Is it always possible to decompose a rotation along an arbitrary plane as a combination of "simple rotations"? I am almost sure this question has been asked before but I had a long look and its possible I lack the language to describe my question to the search box properly.
Assume we are working with real numbers. If we call a "simple" rotation one represented by a matrix "$R$" that is an identity matrix except for 4 entries defined by indices x and y. Where these changed entries $r_{ij}$ can be represented by:
$$
r_{xx}=r_{yy}=cos(\theta)
$$
$$
r_{xy}=-sin(\theta)
$$
$$
r_{yx}=-r_{xy}=sin(\theta)
$$
For example this matrix:
$$
\begin{bmatrix}
 1&  0&  0&  0& 0\\ 
 0&  cos(\theta)&  0&  -sin(\theta)& 0\\ 
 0&  0&  1&  0& 0\\ 
 0&  sin(\theta)&  0&  cos(\theta)& 0\\ 
 0&  0&  0&  0& 1
\end{bmatrix}
$$
Which rotates the plane spanned by $e_2$ and $e_4$ by theta.
I have two questions:

*

*Does this notion of "simple rotations" have a proper name?

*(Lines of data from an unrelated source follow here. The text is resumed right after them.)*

PR #2201, opened 2020-11-11
Inline markdown images on drafts

tiagoalvesdulce:
This PR makes possible to save drafts with markdown embedded images


amassarwi (approved):
ACK

PR #2215, opened 2020-11-24
[cms] fix: make user selector searchable on admin invoices

### LINKED ISSUE #2210: cms: Admin Invoices user dropdown
User reported that the User dropdown is not populating so it's not able to select any users to view their invoices.

victorgcramos:
This diff closes #2210, an issue that reported an unexpected behavior on User Search on admin invoices page where users were not being loaded.

### Solution description

The only thing was to pass the `isSearchable` prop to the `SearchSelector` component, and do some minor tweaks in order to make the selector good to go.

### UI Changes
Screen Shot 2020-11-24 at 2 31 56 PM

### DIFF
--- a/src/components/InvoiceFilters/InvoiceFilterForm.jsx
+++ b/src/components/InvoiceFilters/InvoiceFilterForm.jsx
@@ -1,5 +1,5 @@
 import React, { useEffect } from "react";
-import { Formik } from "formik";
+import { Formik, Form } from "formik";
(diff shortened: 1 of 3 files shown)


tiagoalvesdulce (approved):
Code looks good!

In the first click I think we should show all user options and filter while the admin types:
Screen Shot 2020-11-24 at 15 17 09

tiagoalvesdulce (approved):
LGTM

PR #2220, opened 2020-11-25
[cms/header] style: disable 'All Invoices' option for non-contractors

victorgcramos:
Noticed that users without a DCC were able to navigate to `/invoices/all` using the header dropdown. But when the user navigates to it, it shows the following message:
> Error: You are not authorized to perform this action.

This PR adds a DCC checker for NavHeader in order to prevent that behavior.

### UI Changes
Screen Shot 2020-11-25 at 4 34 49 PM

### DIFF
--- a/src/actions/api.js
+++ b/src/actions/api.js
@@ -40,12 +40,15 @@ export const requestApiInfo = (fetchUser = true) => (dispatch) => {
     });
 };
 
-export const onRequestMe = () => (dispatch) => {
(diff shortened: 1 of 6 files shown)


amassarwi:
Thanks for the PR @victorgcramos.
I would suggest we don't show it at all if it's not complex

victorgcramos:
sounds good!

thi4go (approved):
tACK !

amassarwi (approved):

PR #2223, opened 2020-11-26
build: upgrade various deps

dajohi:


tiagoalvesdulce (approved):
LGTM but has some conflicts

PR #2226, opened 2020-11-30
Move logout permanently to account tab

### LINKED ISSUE #2225: Logout: remove modal and add another way to clear browser data
We are showing a Modal when the user clicks on logout in the dropdown:
Screen Shot 2020-11-30 at 15 04 44

This is a bit annoying and the `Logout permanently ` option is rarely used. We can move the option to clear user data and the text explaining it to the `Account` tab.

tiagoalvesdulce:
Closes #2225 

### UI Changes Screenshot

Screen Shot 2020-11-30 at 15 12 29


thi4go (changes requested):
Hey mate, thanks for this PR, this is indeed much better UX for clearing user data.

I suggest we add a confirmation modal or smth similar for the `Clear data` button, so that we can avoid headaches with missclicks. Currently it wipes the data with the first click, which could lead to unintended behaviour for users that are not careful with this.

tiagoalvesdulce:
Good idea, will do

thi4go (approved):
Sweet. LGTM!

amassarwi (approved):

PR #2231, opened 2020-12-02
fix: remove old version of react-mde

### LINKED ISSUE #1993: upgrade react-mde commands
Noticed this after upgrading our `react-mde` package to the latest version. `commands` module is no longer exported, so we need to handle these changes on `MarkdownEditor` https://github.com/decred/politeiagui/blob/450e34fb5b8f60d8c0c83949332dadd44f2006f7/src/components/MarkdownEditor/commands.jsx#L2

tiagoalvesdulce:
Closes #1993


amassarwi (approved):
LGTM

PR #1316, opened 2025-12-04
[doc-only] Add developer guide for cuda.core

### LINKED ISSUE #1101: Update `cuda.core` developer guide
- Explain the build system change/expectation
- Explain a typical development cycle (pure Python -> Cython -> C++)
- Explain the steps for cythonization

Andy-Jost:
## Summary

This PR adds a developer guide for Python and Cython code in `cuda/core`. The guide establishes conventions and best practices to maintain code quality and consistency across the codebase.

Closes #1101.

## What's Included

The guide covers 10 major areas:

1. **File Structure** - Ordering of elements (SPDX headers, imports, `__all__`, classes, functions)
2. **Package Layout** - Organization of `.pyx`, `.pxd`, and `.py` files
3. **Import Statements** - Five-group organization with alphabetical sorting
4. **Class and Function Definitions** - Ordering within classes (dunder methods, methods, properties)
5. **Naming Conventions** - Project-specific patterns (Cython `c_` prefix, type suffixes)
6. **Type Annotations and Declarations** - Modern PEP 604 union syntax, Cython declarations
7. **Docstrings** - NumPy docstring style with Sphinx cross-references
8. **Errors and Warnings** - Custom CUDA exceptions, error handling patterns
9. **CUDA-Specific Patterns** - GIL management for CUDA driver API calls
10. **Development Lifecycle** - Two-phase development (Python first, then Cython optimization)

## Key Principles

- **PEP 8 and PEP 257 Base**: References these as normative standards, documenting only project-specific extensions
- **Guidelines, Not Rules**: Emphasizes readability and maintainability over rigid enforcement
- **Codebase-Aligned**: Examples reflect actual patterns from the codebase

## File Added

- `cuda_core/docs/source/developer-guide.rst`

### DIFF
--- a/.github/workflows/ci.yml
+++ b/.github/workflows/ci.yml
@@ -40,6 +40,7 @@ jobs:
     runs-on: ubuntu-latest
     outputs:
       skip: ${{ steps.get-should-skip.outputs.skip }}
+      doc-only: ${{ steps.get-should-skip.outputs.doc_only }}
     steps:
       - name: Checkout repository
         uses: actions/checkout@8e8c483db84b4bee98b60c0593521ed34d9990e8  # v6.0.1
@@ -50,11 +51,16 @@ jobs:
         run: |
           set -euxo pipefail
           if ${{ startsWith(github.ref_name, 'pull-request/') }}; then
-            skip="$(gh pr view "$(grep -Po '(\d+)$' <<< '${{ github.ref_name }}')" --json title --jq '.title | contains("[no-ci]")')"
+            pr_number="$(grep -Po '(\d+)$' <<< '${{ github.ref_name }}')"
+            pr_title="$(gh pr view "${pr_number}" --json title --jq '.title')"
+            skip="$(echo "${pr_title}" | grep -q '\[no-ci\]' && echo true || echo false)"
+            doc_only="$(echo "${pr_title}" | grep -q '\[doc-only\]' && echo true || echo false)"
           else
             skip=false
+            doc_only=false
           fi
           echo "skip=${skip}" >> "$GITHUB_OUTPUT"
+          echo "doc_only=${doc_only}" >> "$GITHUB_OUTPUT"
 
   # WARNING: make sure all of the build jobs are in sync
   build-linux-64:
@@ -86,7 +92,7 @@ jobs:
         host-platform:
           - linux-aarch64
     name: Build ${{ matrix.host-platform }}, CUDA ${{ needs.ci-vars.outputs.CUDA_BUILD_VER }}
-    if: ${{ github.repository_owner == 'nvidia' && !fromJSON(needs.should-skip.outputs.skip) }}
+    if: ${{ github.repository_owner == 'nvidia' && !fromJSON(needs.should-skip.outputs.skip) && !fromJSON(needs.should-skip.outputs.doc-only) }}
     secrets: inherit
     uses: ./.github/workflows/build-wheel.yml
     with:
@@ -105,7 +111,7 @@ jobs:
         host-platform:
           - win-64
     name: Build ${{ matrix.host-platform }}, CUDA ${{ needs.ci-vars.outputs.CUDA_BUILD_VER }}
-    if: ${{ github.repository_owner == 'nvidia' && !fromJSON(needs.should-skip.outputs.skip) }}
+    if: ${{ github.repository_owner == 'nvidia' && !fromJSON(needs.should-skip.outputs.skip) && !fromJSON(needs.should-skip.outputs.doc-only) }}
     secrets: inherit
     uses: ./.github/workflows/build-wheel.yml
     with:
@@ -121,11 +127,12 @@ jobs:
         host-platform:
           - linux-64
     name: Test ${{ matrix.host-platform }}
-    if: ${{ github.repository_owner == 'nvidia' }}
+    if: ${{ github.repository_owner == 'nvidia' && !fromJSON(needs.should-skip.outputs.doc-only) }}
     permissions:
       contents: read  # This is required for actions/checkout
     needs:
       - ci-vars
+      - should-skip
       - build-linux-64
     secrets: inherit
     uses: ./.github/workflows/test-wheel-linux.yml
@@ -142,6 +149,8 @@ jobs:
         host-platform:
           - linux-aarch64
     name: Test ${{ matrix.host-platform }}
+    # Note: No doc-only check needed here - if build-linux-aarch64 is skipped,
+    # this job is automatically skipped due to the dependency.
     if: ${{ github.repository_owner == 'nvidia' }}
     permissions:
       contents: read  # This is required for actions/checkout
@@ -162,6 +171,8 @@ jobs:
         host-platform:
           - win-64
     name: Test ${{ matrix.host-platform }}
+    # Note: No doc-only check needed here - if build-windows is skipped,
+    # this job is automatically skipped due to the dependency.
     if: ${{ github.repository_owner == 'nvidia' }}
     permissions:
       contents: read  # This is required for actions/checkout
@@ -196,6 +207,7 @@ jobs:
     if: always()
     runs-on: ubuntu-latest
     needs:
+      - should-skip
       - test-linux-64
       - test-linux-aarch64
       - test-windows
@@ -219,11 +231,18 @@ jobs:
           # failing job(s) will timeout causing a cancellation here and the
           # build to succeed which we don't want (originally this was just
           # 'exit 0')
-          if ${{ needs.test-linux-64.result == 'cancelled' ||
-                 needs.test-linux-aarch64.result == 'cancelled' ||
-                 needs.test-windows.result == 'cancelled' ||
-                 needs.doc.result == 'cancelled' }}; then
+          #
+          # Note: When [doc-only] is in PR title, test jobs are intentionally
+          # skipped and should not cause failure.
+          doc_only=${{ needs.should-skip.outputs.doc-only }}
+          if ${{ needs.doc.result == 'cancelled' }}; then
             exit 1
-          else
-            exit 0
           fi
+          if [[ "${doc_only}" != "true" ]]; then
+            if ${{ needs.test-linux-64.result == 'cancelled' ||
+                   needs.test-linux-aarch64.result == 'cancelled' ||
+                   needs.test-windows.result == 'cancelled' }}; then
+              exit 1
+            fi
+          fi
+          exit 0
--- a/cuda_bindings/pixi.lock
+++ b/cuda_bindings/pixi.lock
@@ -26,7 +26,7 @@ environments:
       - conda: https://conda.anaconda.org/conda-forge/linux-64/cuda-cudart-static-13.1.80-hecca717_0.conda
       - conda: https://conda.anaconda.org/conda-forge/noarch/cuda-cudart-static_linux-64-13.1.80-h376f20c_0.conda
       - conda: https://conda.anaconda.org/conda-forge/noarch/cuda-cudart_linux-64-13.1.80-h376f20c_0.conda
-      - conda: https://conda.anaconda.org/conda-forge/linux-64/cuda-nvrtc-13.1.80-hecca717_0.conda
+      - conda: https://conda.anaconda.org/conda-forge/linux-64/cuda-nvrtc-13.1.115-hecca717_0.conda
       - conda: https://conda.anaconda.org/conda-forge/linux-64/cuda-nvvm-13.1.80-h69a702a_0.conda
       - conda: https://conda.anaconda.org/conda-forge/noarch/cuda-nvvm-dev_linux-64-13.1.80-ha770c72_0.conda
       - conda: https://conda.anaconda.org/conda-forge/linux-64/cuda-nvvm-impl-13.1.80-h4bc722e_0.conda
@@ -72,7 +72,7 @@ environments:
       - conda: https://conda.anaconda.org/conda-forge/linux-64/libblas-3.11.0-5_h4a7cf45_openblas.conda
       - conda: https://conda.anaconda.org/conda-forge/linux-64/libcap-2.77-h3ff7636_0.conda
       - conda: https://conda.anaconda.org/conda-forge/linux-64/libcblas-3.11.0-5_h0358290_openblas.conda
-      - conda: https://conda.anaconda.org/conda-forge/linux-64/libcufile-1.16.0.49-hd07211c_0.conda
+      - conda: https://conda.anaconda.org/conda-forge/linux-64/libcufile-1.16.1.26-hd07211c_0.conda
       - conda: https://conda.anaconda.org/conda-forge/linux-64/libdeflate-1.25-h17f619e_0.conda
       - conda: https://conda.anaconda.org/conda-forge/linux-64/libdrm-2.4.125-hb03c661_1.conda
       - conda: https://conda.anaconda.org/conda-forge/linux-64/libegl-1.7.0-ha4b6fd6_2.conda
@@ -220,7 +220,7 @@ environments:
       - conda: https://conda.anaconda.org/conda-forge/linux-aarch64/cuda-cudart-static-13.1.80-h8f3c8d4_0.conda
       - conda: https://conda.anaconda.org/conda-forge/noarch/cuda-cudart-static_linux-aarch64-13.1.80-h8f3c8d4_0.conda
       - conda: https://conda.anaconda.org/conda-forge/noarch/cuda-cudart_linux-aarch64-13.1.80-h8f3c8d4_0.conda
-      - conda: https://conda.anaconda.org/conda-forge/linux-aarch64/cuda-nvrtc-13.1.80-h8f3c8d4_0.conda
+      - conda: https://conda.anaconda.org/conda-forge/linux-aarch64/cuda-nvrtc-13.1.115-h8f3c8d4_0.conda
       - conda: https://conda.anaconda.org/conda-forge/linux-aarch64/cuda-nvvm-13.1.80-he9431aa_100.conda
       - conda: https://conda.anaconda.org/conda-forge/noarch/cuda-nvvm-dev_linux-aarch64-13.1.80-h579c4fd_0.conda
       - conda: https://conda.anaconda.org/conda-forge/linux-aarch64/cuda-nvvm-impl-13.1.80-h7b14b0b_0.conda
@@ -263,7 +263,7 @@ environments:
       - conda: https://conda.anaconda.org/conda-forge/linux-aarch64/libblas-3.11.0-5_haddc8a3_openblas.conda
       - conda: https://conda.anaconda.org/conda-forge/linux-aarch64/libcap-2.77-h68e9139_0.conda
       - conda: https://conda.anaconda.org/conda-forge/linux-aarch64/libcblas-3.11.0-5_hd72aa62_openblas.conda
-      - conda: https://conda.anaconda.org/conda-forge/linux-aarch64/libcufile-1.16.0.49-hbf501ad_0.conda
+      - conda: https://conda.anaconda.org/conda-forge/linux-aarch64/libcufile-1.16.1.26-hbf501ad_0.conda
       - conda: https://conda.anaconda.org/conda-forge/linux-aarch64/libdeflate-1.25-h1af38f5_0.conda
       - conda: https://conda.anaconda.org/conda-forge/linux-aarch64/libdrm-2.4.125-he30d5cf_1.conda
       - conda: https://conda.anaconda.org/conda-forge/linux-aarch64/libegl-1.7.0-hd24410f_2.conda
@@ -401,7 +401,7 @@ environments:
       - conda: https://conda.anaconda.org/conda-forge/win-64/cuda-cudart-static-13.1.80-hac47afa_0.conda
       - conda: https://conda.anaconda.org/conda-forge/noarch/cuda-cudart-static_win-64-13.1.80-hac47afa_0.conda
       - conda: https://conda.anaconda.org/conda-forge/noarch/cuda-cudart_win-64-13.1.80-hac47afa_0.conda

*My main question, if one has a rotation in 1 arbitrary plane in n-dimensions spanned by non-basis vectors is it possible, and more importantly always possible, to decompose that as a combination of these simple rotations? If so is there an algorithmic way to do this and does it have a name?
For bonus points, if there's anything I should know about how Complex co-ordinates or Complex theta behave in this context I would be happy to hear about it.
 A: These rotations are called Givens rotations, and every rotation can be decomposed into Givens rotations. Think of an $n \times n$ orthogonal matrix in terms of its columns $v_1, \dots v_n$, which form an orthonormal basis. Multiplying such an orthogonal matrix by a Givens rotation on the left has the effect of applying that rotation to each of the vectors $v_i$. Our goal will be to "straighten out" this basis by repeatedly applying Givens rotations until it's the standard basis $e_1, \dots e_n$ of $\mathbb{R}^n$.
A Givens rotation allows us to rotate in any coordinate plane, so we can argue as follows. Write $v_1 = (v_{11}, v_{12}, ...)$. First, by rotating $90^{\circ}$ in a coordinate plane we can swap any two entries up to sign, $(x, y) \mapsto (-y, x)$. So swap any nonzero entry into the first coordinate, so that $v_{11} \neq 0$. Next, by an appropriate rotation in the $e_i, e_j$-coordinate plane, if $v_{1i}, v_{1j}$ are both nonzero we can rotate so that $v_{1j} = 0$. So rotate in the $e_1, e_j$-coordinate plane for any $j$ such that $v_{1j}$ is nonzero until all entries other than $v_{11}$ are equal to zero. At the end of this process we have $v_1 = \pm e_1$ (and if $v_1 = -e_1$ we can arrange $v_1 = e_1$ by a final $180^{\circ}$ rotation), and $v_2, \dots v_n$ must be orthogonal to it so are contained in the copy of $\mathbb{R}^{n-1}$ spanned by $e_2, \dots e_{n-1}$ (in matrix terms, our original orthogonal matrix is now a block matrix). Now we can induct on $n$.
At the very last step we may get $v_n = -e_n$ rather than $v_n = e_n$ but this could only happen if our original matrix was a reflection rather than a rotation.